Copy out every record below, word for word.

══════

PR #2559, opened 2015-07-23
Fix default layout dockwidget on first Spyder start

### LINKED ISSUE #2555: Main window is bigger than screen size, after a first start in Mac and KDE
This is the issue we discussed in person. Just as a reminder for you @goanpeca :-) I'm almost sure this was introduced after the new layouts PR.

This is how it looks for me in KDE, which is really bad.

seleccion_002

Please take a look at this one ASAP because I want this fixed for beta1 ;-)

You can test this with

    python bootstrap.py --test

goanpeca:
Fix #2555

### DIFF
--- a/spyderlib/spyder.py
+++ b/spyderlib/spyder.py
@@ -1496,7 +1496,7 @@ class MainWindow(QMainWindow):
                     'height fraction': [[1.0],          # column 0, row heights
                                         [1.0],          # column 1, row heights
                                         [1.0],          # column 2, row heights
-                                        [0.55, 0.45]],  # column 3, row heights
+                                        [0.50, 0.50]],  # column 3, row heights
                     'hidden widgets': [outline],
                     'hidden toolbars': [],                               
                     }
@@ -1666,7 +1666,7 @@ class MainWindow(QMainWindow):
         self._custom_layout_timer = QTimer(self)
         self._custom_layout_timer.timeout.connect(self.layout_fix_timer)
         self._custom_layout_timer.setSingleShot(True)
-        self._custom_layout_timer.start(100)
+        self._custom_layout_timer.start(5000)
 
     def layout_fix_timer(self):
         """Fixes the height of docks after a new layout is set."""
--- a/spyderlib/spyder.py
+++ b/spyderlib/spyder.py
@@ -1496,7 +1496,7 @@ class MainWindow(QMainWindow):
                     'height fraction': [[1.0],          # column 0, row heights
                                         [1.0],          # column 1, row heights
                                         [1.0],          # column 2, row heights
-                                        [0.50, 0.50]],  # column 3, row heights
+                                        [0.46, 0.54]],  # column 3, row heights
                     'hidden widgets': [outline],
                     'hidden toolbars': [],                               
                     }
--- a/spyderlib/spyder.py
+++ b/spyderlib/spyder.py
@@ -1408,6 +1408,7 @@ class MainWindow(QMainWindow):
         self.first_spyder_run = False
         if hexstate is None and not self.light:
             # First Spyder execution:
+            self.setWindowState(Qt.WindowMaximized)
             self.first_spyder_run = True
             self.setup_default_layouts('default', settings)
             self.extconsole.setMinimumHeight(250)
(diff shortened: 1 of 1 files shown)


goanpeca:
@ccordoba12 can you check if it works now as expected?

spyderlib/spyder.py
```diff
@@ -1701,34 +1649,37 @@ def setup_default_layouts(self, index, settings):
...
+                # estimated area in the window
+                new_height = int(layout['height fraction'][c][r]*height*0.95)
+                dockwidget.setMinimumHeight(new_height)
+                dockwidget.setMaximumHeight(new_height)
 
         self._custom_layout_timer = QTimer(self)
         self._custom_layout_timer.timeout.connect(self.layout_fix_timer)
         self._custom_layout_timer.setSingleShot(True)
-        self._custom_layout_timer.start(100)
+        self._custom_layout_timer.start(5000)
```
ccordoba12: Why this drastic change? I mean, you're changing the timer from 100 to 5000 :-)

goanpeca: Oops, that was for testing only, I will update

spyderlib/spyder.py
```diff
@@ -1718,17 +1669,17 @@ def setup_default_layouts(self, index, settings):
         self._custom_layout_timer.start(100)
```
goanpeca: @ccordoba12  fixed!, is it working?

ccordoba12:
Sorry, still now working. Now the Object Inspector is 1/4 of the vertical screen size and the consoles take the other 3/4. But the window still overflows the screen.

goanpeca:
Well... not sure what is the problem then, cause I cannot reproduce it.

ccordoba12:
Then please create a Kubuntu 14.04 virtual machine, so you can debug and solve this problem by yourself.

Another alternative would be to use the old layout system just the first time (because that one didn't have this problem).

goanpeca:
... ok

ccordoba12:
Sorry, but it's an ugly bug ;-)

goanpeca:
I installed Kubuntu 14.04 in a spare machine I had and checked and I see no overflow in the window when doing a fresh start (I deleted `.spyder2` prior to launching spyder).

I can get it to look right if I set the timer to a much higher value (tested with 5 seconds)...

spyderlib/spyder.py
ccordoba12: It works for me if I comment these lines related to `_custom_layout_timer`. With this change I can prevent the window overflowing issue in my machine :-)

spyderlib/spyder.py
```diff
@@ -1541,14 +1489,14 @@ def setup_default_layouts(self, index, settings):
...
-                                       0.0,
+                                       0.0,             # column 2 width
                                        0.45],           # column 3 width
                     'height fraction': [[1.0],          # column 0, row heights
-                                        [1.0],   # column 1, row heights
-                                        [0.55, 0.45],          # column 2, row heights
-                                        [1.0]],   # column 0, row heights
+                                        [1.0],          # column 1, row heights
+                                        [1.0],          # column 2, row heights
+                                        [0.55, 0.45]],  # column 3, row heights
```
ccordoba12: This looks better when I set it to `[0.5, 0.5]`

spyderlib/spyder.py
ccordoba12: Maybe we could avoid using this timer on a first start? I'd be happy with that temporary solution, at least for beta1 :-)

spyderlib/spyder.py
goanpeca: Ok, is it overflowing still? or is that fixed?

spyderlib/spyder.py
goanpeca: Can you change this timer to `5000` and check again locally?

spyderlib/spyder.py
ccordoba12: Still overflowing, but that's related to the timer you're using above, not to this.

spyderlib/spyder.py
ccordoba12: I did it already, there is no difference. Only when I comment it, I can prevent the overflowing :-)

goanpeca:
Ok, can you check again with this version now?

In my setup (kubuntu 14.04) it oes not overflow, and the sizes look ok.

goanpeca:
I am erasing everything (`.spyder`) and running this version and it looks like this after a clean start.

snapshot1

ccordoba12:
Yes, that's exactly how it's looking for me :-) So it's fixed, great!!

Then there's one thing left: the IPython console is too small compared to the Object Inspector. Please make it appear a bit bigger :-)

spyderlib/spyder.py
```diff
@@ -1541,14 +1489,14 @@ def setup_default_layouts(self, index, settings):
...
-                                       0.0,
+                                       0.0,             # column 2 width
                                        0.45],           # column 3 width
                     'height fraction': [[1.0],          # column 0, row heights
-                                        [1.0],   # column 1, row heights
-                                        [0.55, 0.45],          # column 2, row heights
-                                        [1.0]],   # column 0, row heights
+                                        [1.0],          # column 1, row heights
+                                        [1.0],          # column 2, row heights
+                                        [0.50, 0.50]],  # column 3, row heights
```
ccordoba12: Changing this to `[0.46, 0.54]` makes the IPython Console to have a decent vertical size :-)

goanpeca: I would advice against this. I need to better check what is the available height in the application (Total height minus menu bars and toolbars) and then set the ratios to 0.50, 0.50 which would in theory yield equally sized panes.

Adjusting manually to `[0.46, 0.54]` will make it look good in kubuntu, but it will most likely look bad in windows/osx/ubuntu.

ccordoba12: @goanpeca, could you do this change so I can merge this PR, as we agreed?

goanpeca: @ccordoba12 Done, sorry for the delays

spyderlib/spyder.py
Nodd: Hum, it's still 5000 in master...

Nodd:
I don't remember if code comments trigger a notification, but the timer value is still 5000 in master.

══════

Written answer
PR #2559, opened 2015-07-23
Fix default layout dockwidget on first Spyder start

### LINKED ISSUE #2555: Main window is bigger than screen size, after a first start in Mac and KDE
This is the issue we discussed in person. Just as a reminder for you @goanpeca :-) I'm almost sure this was introduced after the new layouts PR.

This is how it looks for me in KDE, which is really bad.

seleccion_002

Please take a look at this one ASAP because I want this fixed for beta1 ;-)

You can test this with

    python bootstrap.py --test

goanpeca:
Fix #2555

### DIFF
--- a/spyderlib/spyder.py
+++ b/spyderlib/spyder.py
@@ -1496,7 +1496,7 @@ class MainWindow(QMainWindow):
                     'height fraction': [[1.0],          # column 0, row heights
                                         [1.0],          # column 1, row heights
                                         [1.0],          # column 2, row heights
-                                        [0.55, 0.45]],  # column 3, row heights
+                                        [0.50, 0.50]],  # column 3, row heights
                     'hidden widgets': [outline],
                     'hidden toolbars': [],                               
                     }
@@ -1666,7 +1666,7 @@ class MainWindow(QMainWindow):
         self._custom_layout_timer = QTimer(self)
         self._custom_layout_timer.timeout.connect(self.layout_fix_timer)
         self._custom_layout_timer.setSingleShot(True)
-        self._custom_layout_timer.start(100)
+        self._custom_layout_timer.start(5000)
 
     def layout_fix_timer(self):
         """Fixes the height of docks after a new layout is set."""
--- a/spyderlib/spyder.py
+++ b/spyderlib/spyder.py
@@ -1496,7 +1496,7 @@ class MainWindow(QMainWindow):
                     'height fraction': [[1.0],          # column 0, row heights
                                         [1.0],          # column 1, row heights
                                         [1.0],          # column 2, row heights
-                                        [0.50, 0.50]],  # column 3, row heights
+                                        [0.46, 0.54]],  # column 3, row heights
                     'hidden widgets': [outline],
                     'hidden toolbars': [],                               
                     }
--- a/spyderlib/spyder.py
+++ b/spyderlib/spyder.py
@@ -1408,6 +1408,7 @@ class MainWindow(QMainWindow):
         self.first_spyder_run = False
         if hexstate is None and not self.light:
             # First Spyder execution:
+            self.setWindowState(Qt.WindowMaximized)
             self.first_spyder_run = True
             self.setup_default_layouts('default', settings)
             self.extconsole.setMinimumHeight(250)
(diff shortened: 1 of 1 files shown)


goanpeca:
@ccordoba12 can you check if it works now as expected?

spyderlib/spyder.py
```diff
@@ -1701,34 +1649,37 @@ def setup_default_layouts(self, index, settings):
...
+                # estimated area in the window
+                new_height = int(layout['height fraction'][c][r]*height*0.95)
+                dockwidget.setMinimumHeight(new_height)
+                dockwidget.setMaximumHeight(new_height)
 
         self._custom_layout_timer = QTimer(self)
         self._custom_layout_timer.timeout.connect(self.layout_fix_timer)
         self._custom_layout_timer.setSingleShot(True)
-        self._custom_layout_timer.start(100)
+        self._custom_layout_timer.start(5000)
```
ccordoba12: Why this drastic change? I mean, you're changing the timer from 100 to 5000 :-)

goanpeca: Oops, that was for testing only, I will update

spyderlib/spyder.py
```diff
@@ -1718,17 +1669,17 @@ def setup_default_layouts(self, index, settings):
         self._custom_layout_timer.start(100)
```
goanpeca: @ccordoba12  fixed!, is it working?

ccordoba12:
Sorry, still now working. Now the Object Inspector is 1/4 of the vertical screen size and the consoles take the other 3/4. But the window still overflows the screen.

goanpeca:
Well... not sure what is the problem then, cause I cannot reproduce it.

ccordoba12:
Then please create a Kubuntu 14.04 virtual machine, so you can debug and solve this problem by yourself.

Another alternative would be to use the old layout system just the first time (because that one didn't have this problem).

goanpeca:
... ok

ccordoba12:
Sorry, but it's an ugly bug ;-)

goanpeca:
I installed Kubuntu 14.04 in a spare machine I had and checked and I see no overflow in the window when doing a fresh start (I deleted `.spyder2` prior to launching spyder).

I can get it to look right if I set the timer to a much higher value (tested with 5 seconds)...

spyderlib/spyder.py
ccordoba12: It works for me if I comment these lines related to `_custom_layout_timer`. With this change I can prevent the window overflowing issue in my machine :-)

spyderlib/spyder.py
```diff
@@ -1541,14 +1489,14 @@ def setup_default_layouts(self, index, settings):
...
-                                       0.0,
+                                       0.0,             # column 2 width
                                        0.45],           # column 3 width
                     'height fraction': [[1.0],          # column 0, row heights
-                                        [1.0],   # column 1, row heights
-                                        [0.55, 0.45],          # column 2, row heights
-                                        [1.0]],   # column 0, row heights
+                                        [1.0],          # column 1, row heights
+                                        [1.0],          # column 2, row heights
+                                        [0.55, 0.45]],  # column 3, row heights
```
ccordoba12: This looks better when I set it to `[0.5, 0.5]`

spyderlib/spyder.py
ccordoba12: Maybe we could avoid using this timer on a first start? I'd be happy with that temporary solution, at least for beta1 :-)

spyderlib/spyder.py
goanpeca: Ok, is it overflowing still? or is that fixed?

spyderlib/spyder.py
goanpeca: Can you change this timer to `5000` and check again locally?

spyderlib/spyder.py
ccordoba12: Still overflowing, but that's related to the timer you're using above, not to this.

spyderlib/spyder.py
ccordoba12: I did it already, there is no difference. Only when I comment it, I can prevent the overflowing :-)

goanpeca:
Ok, can you check again with this version now?

In my setup (kubuntu 14.04) it oes not overflow, and the sizes look ok.

goanpeca:
I am erasing everything (`.spyder`) and running this version and it looks like this after a clean start.

snapshot1

ccordoba12:
Yes, that's exactly how it's looking for me :-) So it's fixed, great!!

Then there's one thing left: the IPython console is too small compared to the Object Inspector. Please make it appear a bit bigger :-)

spyderlib/spyder.py
```diff
@@ -1541,14 +1489,14 @@ def setup_default_layouts(self, index, settings):
...
-                                       0.0,
+                                       0.0,             # column 2 width
                                        0.45],           # column 3 width
                     'height fraction': [[1.0],          # column 0, row heights
-                                        [1.0],   # column 1, row heights
-                                        [0.55, 0.45],          # column 2, row heights
-                                        [1.0]],   # column 0, row heights
+                                        [1.0],          # column 1, row heights
+                                        [1.0],          # column 2, row heights
+                                        [0.50, 0.50]],  # column 3, row heights
```
ccordoba12: Changing this to `[0.46, 0.54]` makes the IPython Console to have a decent vertical size :-)

goanpeca: I would advice against this. I need to better check what is the available height in the application (Total height minus menu bars and toolbars) and then set the ratios to 0.50, 0.50 which would in theory yield equally sized panes.

Adjusting manually to `[0.46, 0.54]` will make it look good in kubuntu, but it will most likely look bad in windows/osx/ubuntu.

ccordoba12: @goanpeca, could you do this change so I can merge this PR, as we agreed?

goanpeca: @ccordoba12 Done, sorry for the delays

spyderlib/spyder.py
Nodd: Hum, it's still 5000 in master...

Nodd:
I don't remember if code comments trigger a notification, but the timer value is still 5000 in master.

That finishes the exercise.